Field Marshal Earl Kitchener of Khartoum was the best-known and most widely respected soldier of his generation. He had joined the Royal Engineers in 1870 and had spent much of his life in the Middle East, carrying out a military survey of Palestine in the 1870s, joining the Egyptian army in the 1880s, acting as Sirdar (commander-in-chief) of that army through much of the 1890s, and leading the successful campaign to crush the Islamic insurgents in the Sudan in 1898 which made him a national figure. During the Boer War he was first chief of staff and then commander-in-chief in South Africa and had gone on to act as military head in India from 1902 to 1909. From India he toured the Far East and Australasia, where he advised the Australian and New Zealand governments on the formation of their own armies. In 1911 he was appointed British agent and consul-general in Egypt, effectively military and political head of that nation, guarding the Suez Canal, which was seen as vital to imperial security. With his links to Egypt, India and South Africa, Kitchener was the personification of Britain’s imperial mission. With successful military campaigns behind him he was a popular hero. Despite his long absences from Britain he was widely known and his moustachioed, uniformed image was a symbol of bullish, determined imperialism.
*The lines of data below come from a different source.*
PR #2103, opened 2019-04-17
Mesh stitching fixes for NodeElems

jwpeterson:
The code would previously compute an `h_min` value of 0 in cases where the first elem in the mesh was a `NodeElem`, thereby causing all subsequent relative distance checks to fail.


jwpeterson:
This can also be backported to 1.4.1 (#2029).

PR #2254, opened 2019-09-18
Add PETSc snes_divergence_tolerance option to libmesh

### LINKED ISSUE #2253: Add support for PETSc non-linear divergence tolerance
An option for a non-linear divergence tolerance `-snes_divergence_tolerance` was added to PETSc 3.8.0.  I would like to add this option to MOOSE [(see Moose Issue #13991](https://github.com/idaholab/moose/issues/13991)) but need to make an addition to `petsc_nonlinear_solver.C` in order to set the default tolerance.

More details about this PETSc option can be found here:
     https://www.mcs.anl.gov/petsc/petsc-current/docs/manualpages/SNES/SNESSetFromOptions.html
     https://www.mcs.anl.gov/petsc/petsc-current/docs/manualpages/SNES/SNESSetDivergenceTolerance.html

frombs:
Closes #2253

### DIFF
--- a/include/solvers/nonlinear_solver.h
+++ b/include/solvers/nonlinear_solver.h
@@ -312,6 +312,15 @@ public:
   double relative_residual_tolerance;
 
   /**
+   * The NonlinearSolver should exit if the residual becomes greater
+   * than the initial residual times the divergence_tolerance.
+   *
+   * Users should adjust this tolerances to prevent divergence of the
+   * NonlinearSolver.
+   */
+  double divergence_tolerance;
+
+  /**
    * The NonlinearSolver should exit after the full nonlinear step norm is
    * reduced to either less than absolute_step_tolerance
    * or less than relative_step_tolerance times the largest
@@ -407,6 +416,7 @@ NonlinearSolver<T>::NonlinearSolver (sys_type & s) :
   max_function_evaluations(0),
   absolute_residual_tolerance(0),
   relative_residual_tolerance(0),
+  divergence_tolerance(0),
   absolute_step_tolerance(0),
   relative_step_tolerance(0),
   max_linear_iterations(0),
--- a/src/solvers/petsc_nonlinear_solver.C
+++ b/src/solvers/petsc_nonlinear_solver.C
@@ -857,6 +857,12 @@ PetscNonlinearSolver<T>::solve (SparseMatrix<T> &  pre_in,  // System Preconditi
                            this->relative_step_tolerance, this->max_nonlinear_iterations, this->max_function_evaluations);
   LIBMESH_CHKERR(ierr);
 
+  // Set the divergence tolerance for the non-linear solver
+#if !PETSC_VERSION_LESS_THAN(3,8,0)
+  ierr = SNESSetDivergenceTolerance(_snes, this->divergence_tolerance);
+  LIBMESH_CHKERR(ierr);
+#endif
+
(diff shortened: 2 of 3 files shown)


jwpeterson:
Would it make more sense to add a class member `divergence_tolerance`, similarly to what is done for `absolute_residual_tolerance` and `relative_residual_tolerance`, and then set PETSc's divergence tolerance to *that*? It's not clear to me what is gained by setting the value to `PETSC_DEFAULT`, as it seems like that would already be... the default. 

Furthermore, I would have expected that the command line option, `-snes_divergence_tolerance`, should always be picked up regardless, since we call `SNESSetFromOptions(_snes);` Is that not the case? Maybe @fdkong could also comment on this issue.

frombs:
@jwpeterson, thanks for the comments. I based my edits on [lines 851-852](https://github.com/libMesh/libmesh/blob/6f29281056d40b200d2db445b55c9392aafb6dc6/src/solvers/petsc_nonlinear_solver.C#L851-L852) that used `PETSC_DEFAULT` to set some of the linear tolerances so I thought that would be appropriate.  I have no preference for how to set the tolerance and can change the code to a class member if you prefer.

I see your point regarding the command line option but the same case could be made for the PETSc linear tolerances currently set in libmesh.  I added the edits for completeness but if you would rather not include them that is fine.  Let me know how you want to proceed.

fdkong:
@jwpeterson is right. We need to create a member variable and allow it to be changed through the `parameters` class. At the moose side, we should create an input parameter in `FEProblemSove.C` so that end-users are able to change this parameter in a moose input file. Of course, the petsc native option is still a valid path. 

BTW, `PETSC_DEFAULT` is not `10^4` that is the default value of the divergence tolerance.

frombs:
@fdkong, thanks for the clarification. I misunderstood what `PETSC_DEFAULT` does. I will work on the changes.

frombs:
Can the tests be reset?  Several of them failed with exit code 2.  I think they may have failed because I force pushed a correction while they were running. Thanks.

jwpeterson:
I can re-start the tests, but note that there does seem to have been a real error which caused the failure:
```
ERROR: no double parameter named "nonlinear solver divergence tolerance" found.

Known parameters:
Name	 Type	 Value
---------------------
 linear solver maximum iterations	 unsigned int	 10000
 linear solver minimum tolerance	 double	 1e-05
 linear solver tolerance	 double	 1e-05
 nonlinear solver absolute residual tolerance	 double	 1e-35
 nonlinear solver absolute step tolerance	 double	 1e-08
 nonlinear solver maximum function evaluations	 unsigned int	 10000
 nonlinear solver maximum iterations	 unsigned int	 50
 nonlinear solver relative residual tolerance	 double	 1e-08
 nonlinear solver relative step tolerance	 double	 1e-08
 nonlinear solver tolerance	 double	 1e-12
```

jwpeterson:
Yeah, it failed with the same error in `misc_ex3` which is referring to the new parameter. Let me know if you are not able to see the test output on Civet.

frombs:
@jwpeterson, thanks for your help.  I was looking for the error message to be colored like Civet does on Moose so I failed to see the error for `misc_ex3`.  I just pushed an update that should resolve it.

fdkong:
@frombs  Could you please add a test in MOOSE?

PR #2256, opened 2019-09-23
Add MAP_FIND macro

jwpeterson:
This actually accomplishes what I was trying to do in #2255. There's no way to get the right file and line number without using a macro at some level. An example of the generated error message is now:
```
map_find() error: key not found in file ../src/mesh/exodusII_io_helper.C on line 2219
```

### DIFF
--- a/include/mesh/vtk_io.h
+++ b/include/mesh/vtk_io.h
@@ -195,13 +195,13 @@ private:
     // Find an entry in the writing map, or throw an error.
     vtkIdType find(ElemType libmesh_type)
     {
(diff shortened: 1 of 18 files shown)


roystgnr:
:-P  Hate to make you put in a third PR, but could we change this to libmesh_map_find?  MAP_FIND seems generic enough that I'm not going to be surprised to see conflict with some user or third party header code out there somewhere...

jwpeterson:
> could we change this to libmesh_map_find?

Sure, no problem. After merging, I realized I probably should have done that...  :expressionless:

PR #2259, opened 2019-09-26
DynaIO MeshInput subclass

roystgnr:
Part of the next phase of #2179; this reads geometry (and has stubs for later reading of constraint equations) from the BEXT format Bezier meshes that CoreForm produces.

I slipped in a few fixes for unrelated compiler warnings that cropped up while I was testing this branch with a --disable-mpi build; IMHO nothing worth backporting.


roystgnr:
Damn, I only tested with DistributedMesh, and it only works in parallel with DistributedMesh.

I think that's the first time *that's* ever happened to me, rather than the other way around.

roystgnr:
This shouldn't mess with anybody who isn't using these features (except that the extra integer metadata broadcast might make that feature a bit more robust for others), so going to merge now.

PR #2264, opened 2019-10-08
Nonblocking packed range push

loganharbour:
@friedmud has already used something very similar, I just cleaned it up to match `Parallel::push_parallel_vector_data`. There's quite a bit of duplication and I'm not sure if there's a way to cleanly avoid it.

I'll work on some unit tests in a bit, but would like your input @roystgnr on this so far.

### DIFF
--- a/include/parallel/parallel_implementation.h
+++ b/include/parallel/parallel_implementation.h
@@ -1168,10 +1168,6 @@ inline void Communicator::nonblocking_receive_packed_range (const unsigned int s
   // Make the Request::wait() then handle deleting the buffer
   req.add_post_wait_work
     (new Parallel::PostWaitDeleteBuffer<std::vector<buffer_t>>(buffer));
-
-  // The MessageTag should stay registered for the Request lifetime
-  req.add_post_wait_work
-    (new Parallel::PostWaitDereferenceTag(tag));
 }
 
 
@@ -3315,20 +3311,14 @@ inline bool Communicator::possibly_receive_packed_range (unsigned int & src_proc
 {
   LOG_SCOPE("possibly_receive_packed_range()", "Parallel");
 
-  Status stat((StandardType<typename Packing<T>::buffer_type>()));
+  bool int_flag = 0;
 
-  int int_flag = 0;
-
-  libmesh_assert(src_processor_id < this->size() ||
-                 src_processor_id == any_source);
-
-  libmesh_call_mpi(MPI_Iprobe(src_processor_id,
-                              tag.value(),
-                              this->get(),
-                              &int_flag,
-                              stat.get()));
+  auto stat = packed_range_probe<T>(src_processor_id, tag, int_flag);
 
   if (int_flag)
+  {
+    src_processor_id = stat.source();
+
     nonblocking_receive_packed_range(src_processor_id,
                                      context,
                                      out,
@@ -3336,6 +3326,15 @@ inline bool Communicator::possibly_receive_packed_range (unsigned int & src_proc
                                      req,
                                      stat,
                                      tag);
+
+     // The MessageTag should stay registered for the Request lifetime
+     req.add_post_wait_work
+       (new Parallel::PostWaitDereferenceTag(tag));
+  }
+
+  libmesh_assert(!int_flag || (int_flag &&
+                               src_processor_id < this->size() &&
+                               src_processor_id != any_source));
 
   return int_flag;
 }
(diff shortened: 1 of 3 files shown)


include/parallel/parallel_implementation.h
```diff
@@ -1168,6 +1168,10 @@ inline void Communicator::nonblocking_receive_packed_range (const unsigned int s
   // Make the Request::wait() then handle deleting the buffer
   req.add_post_wait_work
     (new Parallel::PostWaitDeleteBuffer<std::vector<buffer_t>>(buffer));
+
+  // The MessageTag should stay registered for the Request lifetime
+  req.add_post_wait_work
+    (new Parallel::PostWaitDereferenceTag(tag));
```
roystgnr: This is a straight-up bug fix, right, having nothing to do with the rest of your changes?

include/parallel/parallel_sync.h
```diff
@@ -100,6 +100,34 @@ void pull_parallel_vector_data(const Communicator & comm,
                                ActionFunctor & act_on_data,
                                const datum * example);
 
+/**
+* Send and receive and act on vectors of data. Similar to
+* push_parallel_vector_data, except the vectors are packed and unpacked
+* using the Parallel::Packing routines.
```
roystgnr: We don't actually want to use vector inputs in this case, do we?  There's no performance benefit since we're serializing into buffers anyway, and working with iterator ranges is a lot more flexible.

include/parallel/parallel_sync.h
```diff
@@ -309,6 +337,182 @@ void push_parallel_vector_data(const Communicator & comm,
...
+{
+  // This function must be run on all processors at once
+  libmesh_parallel_only(comm);
+
+  // This function implements the "NBX" algorithm from
+  // https://htor.inf.ethz.ch/publications/img/hoefler-dsde-protocols.pdf
+
+  // This function only works for "flat" data that we can pre-size
+  // receive buffers for: a map to vectors-of-standard-types, not e.g.
+  // vectors-of-vectors.
```
roystgnr: This comment is an atavism in this context, right?  Whether we do vectors-of-packable-types or iterator-pairs-of-packable-types or whatever, the whole point of this function is going to be *not* needing standard-types, pre-sized receive buffers, etc.

roystgnr:
This is definitely long-overdue, thank you.

Whether we stick to the vectors requirement or loosen it to work with maps of iterator ranges, would it be reasonable to use a common implementation for push_parallel_packed_range and push_parallel_data?  Out of about a hundred lines of code there, the only differences at the moment are the StandardType-vs-output_type construction, the send-vs-nonblocking_send_packed_range calls, and the receive-vs-nonblocking_receive_packed_range calls.  It should be possible to have two shim functions that each perform the proper construction and set up the proper calls as functors, then hand off to a single common core function.

(note that this is "input" as requested, not "criticism"; using copied-and-pasted-and-tweaked code with a vague intention of refactoring it years later is a time-honored libMesh tradition)

include/parallel/parallel_implementation.h
loganharbour: Correct.

include/parallel/parallel_sync.h
loganharbour: Yep... copy pasta failure

loganharbour:
> Whether we stick to the vectors requirement or loosen it to work with maps of iterator ranges, would it be reasonable to use a common implementation for push_parallel_packed_range and push_parallel_data? 

Yes, that's what we were thinking originally. I'll see if I'm able to get something like that working in a reasonable amount of time.

> (note that this is "input" as requested, not "criticism"; using copied-and-pasted-and-tweaked code with a vague intention of refactoring it years later is a time-honored libMesh tradition)

And if not, this'll work too 😬

include/parallel/parallel_sync.h
loganharbour: I think this is reasonable, but might be a little more than I can wrap my head around. I believe @friedmud wanted to add some input to this

roystgnr:
If you're short on time, I'd say switching from vectors to ranges is more urgent than refactoring.  We can refactor innards "for free" at our leisure, whereas if we change the APIs then we're going to want to leave a shim of the older API around for a while.

friedmud:
I'm fairly against changing the interface to iterators.  The interface is already complicated (and lengthy) enough.  I think the vector interface is nice and simple and easy to approach.

I wouldn't be against the internal version getting changed to iterators - but I would want to maintain a shell API that takes vectors directly.

roystgnr:
Okay.  In that case I guess the only things that need to be changed now are a couple of the incorrect comments.

roystgnr:
The subpackage is just about ready to merge; we'll edit this to match afterwards.

loganharbour:
Sounds good. We're ready for this whenever possible so I'll be on the lookout to change when the subpackage is merged.

loganharbour:
Closing due to #2333

PR #2265, opened 2019-10-08
Fix PETSc deprecation warnings.

jwpeterson:
I did not test this with older PETSc yet, just going with the versions recommended in the PETSc deprecation messages:
```
PETSC_STATIC_INLINE PETSC_DEPRECATED_FUNCTION("Use DMSetSection() (since v3.9)")
PetscErrorCode DMSetDefaultSection(DM dm, PetscSection s) {return DMSetSection(dm,s);}
```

Kitchener’s appointment as Secretary for War two days after the declaration of war proved a massive hit with the public and inspired British people that the army was going to be under strong leadership. Asquith’s daughter later wrote that ‘Lord Kitchener was more than a national hero. He was a national institution … There was a feeling Kitchener could not fail. The psychological effect of his appointment, the tonic to public confidence, were instantaneous and overwhelming.’5
Kitchener’s widespread popularity would have an enormous impact on events over the coming months. But several problems would arise from his appointment. Kitchener was by nature autocratic, incapable of delegating responsibility or taking advice and he had an immense suspicion of politicians and even of the War Office itself. He once remarked to a friend, ‘May God preserve me from the politicians.’6 He was not at all keen to take up the post of War Secretary but when it was presented to him as his duty he agreed as long as he was given full Cabinet status. He would prove to be a difficult figure to control. At his first Cabinet meeting he stunned his colleagues around the table by announcing that contrary to public opinion, this war was bound to be a long one, and that Britain must now prepare for a struggle lasting at least three years. He argued that wars took unexpected courses and a European conflict could not be ended by a victory at sea but only by major land battles on the continent. In order to play a part ‘on a scale proportionate to its magnitude and power’ Britain had to be prepared ‘to put armies of millions in the field and maintain them for several years’. Such was the awe and respect that Kitchener commanded that the Cabinet unanimously accepted his view in silence.7 Lloyd George, then Chancellor of the Exchequer, later described Kitchener as practically a ‘military dictator’ in the first months of the war and recalled that ‘The Members of the Cabinet were frankly intimidated by his presence because of his repute and his enormous influence amongst all classes of the people outside. A word from him was decisive and no one dared to challenge it in a Cabinet meeting.’8
Kitchener’s views prevailed in that the Cabinet agreed to send an expeditionary force of four divisions supported by cavalry to take its position on the left of the French army. Within fourteen days troops were landing in France and beginning to deploy, in line with the eight years of military planning that had gone into preparing for this specific operation. Moreover, the Cabinet agreed to Kitchener’s proposal to increase the size of the army by 500,000 men. On 7 August, the newspapers reported his preliminary appeal for 100,000 men between the ages of nineteen and thirty ‘who have the safety of the Empire at heart’ to enlist. Kitchener’s initial plan was to raise six new divisions.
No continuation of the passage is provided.